SAMEP recommendation: To list Adalimumab on the High Cost Medicines Formulary for adult patients with non-infectious posterior, intermediate or panuveitis that is refractory to corticosteroids and at least two other corticosteroid sparing agents.

Rationale: The patients eligible for this treatment have vision threatening disease. High quality evidence demonstrates that adalimumab delays time to treatment failure relative to placebo and can facilitate steroid taper in some patients. The SAMEP view is that control of disease without the requirement for long term corticosteroids is an important goal of treatment in this population, particularly given the risk of ocular complications associated with long term steroids.

Outcome: Listed on the high cost medicines formulary.

Checklist for patient eligibility: Eligibility form - Adalimumab for non-infectious posterior, intermediate or panuveitis (PDF 192KB).

Active non-infectious sight threatening uveitis

Indication: Active non-infectious sight threatening uveitis for paediatric patients who had an inadequate response to corticosteroid and failed or intolerant of methotrexate (15mg/m2).

SAMEP recommendation: To list adalimumab on the High Cost Medicines Formulary as first line biologic treatment for paediatric patients with active non-infectious sight threatening uveitis who had an inadequate response to corticosteroid and failed or intolerant of methotrexate (15mg/m2).

Checklist form for patient eligibility and clinical pathway: Adalimumab for paediatric uveitis (PDF 594KB).

Contact SAMEP for a copy of the review.

Outcome: Listed on High Cost Medicines Formulary.

Anagrelide

Indication: Second-line option for treatment of essential thrombocythaemia after prior cytoreductive treatment.

SAMEP recommendations: The Eligibility Checklist for anagrelide was removed in July 2023.

Alemtuzumab

Indication: B-cell Chronic Lymphocytic Leukaemia (B-CLL).

SAMEP recommendations: Alemtuzumab rapid review (PDF 1314KB).

Outcome: Not listed on formulary.

Bendamustine

Indication: Treatment of relapsed or refractory non-Hodgkin’s lymphoma (NHL) or chronic lymphocytic leukaemia (CLL).
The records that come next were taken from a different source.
PR #1446, opened 2022-12-15
replace ethereum plugin with ethereum wrapper

krisbitney:
This PR removes the ethereum plugin and replaces it with the ethereum wrapper.

## Notes on deployment

The ethereum wrapper is in a new repo: https://github.com/polywrap/ethereum. If you want to be added as a codeowner, just create a PR adding your name or let me know and I'll add you.

The plugin code has been moved to https://github.com/polywrap/ethereum/tree/main/plugin-js. Once this PR is merged, we can do a final NPM release indicating the plugin is deprecated.

The ethereum provider plugin that supports the wrapper is currently published to npm as `ethereum-provider-js`.
The ethereum wrapper is currently published to ENS at `ens/wraps.eth:ethereum@1.0.0`.

## Differences between the ethereum wrapper and ethereum plugin

The ethereum wrapper has nearly the same interface and behavior as the ethereum plugin, with a few differences.

First, the ethereum wrapper adds support for EIP 1559 transactions using `maxFeePerGas` and `maxPriorityFeePerGas`. It retains support for legacy transactions with `gasPrice`.

Second, the ethereum wrapper does not yet support timeouts. The method `waitForEvent` is not implemented. The method `awaitTransaction` is implemented, but it only waits for one confirmation and does so without a timeout.

Third, tuple formatting is more restrictive for human-readable ABIs. Whereas the etherum plugin supported tuples written like  `"tuple(string foo, uint256 bar, uint8 baz)"`, the ethereum wrapper requires the same tuple to be written `"(string,uint256,uint8)"`. The word "tuple", the parameter names, and the spaces between the commons are all absent in the latter expression.


packages/js/client-config-builder/src/bundles/getDefaultConfig.ts
```diff
@@ -46,6 +47,7 @@ export const defaultInterfaces = {
   uriResolver: "wrap://ens/uri-resolver.core.polywrap.eth",
   concurrent: "wrap://ens/goerli/interface.concurrent.wrappers.eth",
   logger: "wrap://ens/wrappers.polywrap.eth:logger@1.0.0",
+  ethereumProvider: "wrap://ens/iprovider.polywrap.eth",
```
Niraj-Kamdar: Can we have a better name here?
Ex: `provider.ethereum.polywrap.eth` ?

packages/cli/src/lib/defaults/deploy-modules/ens-recursive-name-register/getClient.ts
```diff
@@ -0,0 +1,96 @@
...
+            uri: defaultPackages.ethereumProvider,
+            package: ethereumProviderPlugin({ connections }),
+          },
+        ]),
+        new ExtendableUriResolver(),
+      ],
+      new WrapperCache()
+    )
+  );
+  const coreClientConfig = new ClientConfigBuilder(undefined, uriResolver)
```
Niraj-Kamdar: Why aren't we using addDefaults?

SAMEP recommendations: Bendamustine recommendations (PDF 1524KB).

Outcome: No further IPU approvals recommended for specified patient population.

Bevacizumab

Indication: Recurrent glioblastoma multiforme.

SAMEP recommendations: Bevacizumab (PDF 1416KB).

Outcome: Not listed on high cost medicines formulary (no further IPU approvals recommended).

Delamanid

Indication: pulmonary drug resistant tuberculosis.

SAMEP recommendation: to list delamanid on the High Cost Medicines Formulary for patients with pulmonary drug resistant tuberculosis.

Rationale: delamanid is approved by the European Medicines Agency and is included in the World Health Organization guidelines on drug-resistant tuberculosis treatment. SAMEP concluded that it was useful to have an alternative antibiotic active against pulmonary drug resistant tuberculosis where one or more of the available treatments cannot be used due to resistance, intolerance, adverse effects or interactions.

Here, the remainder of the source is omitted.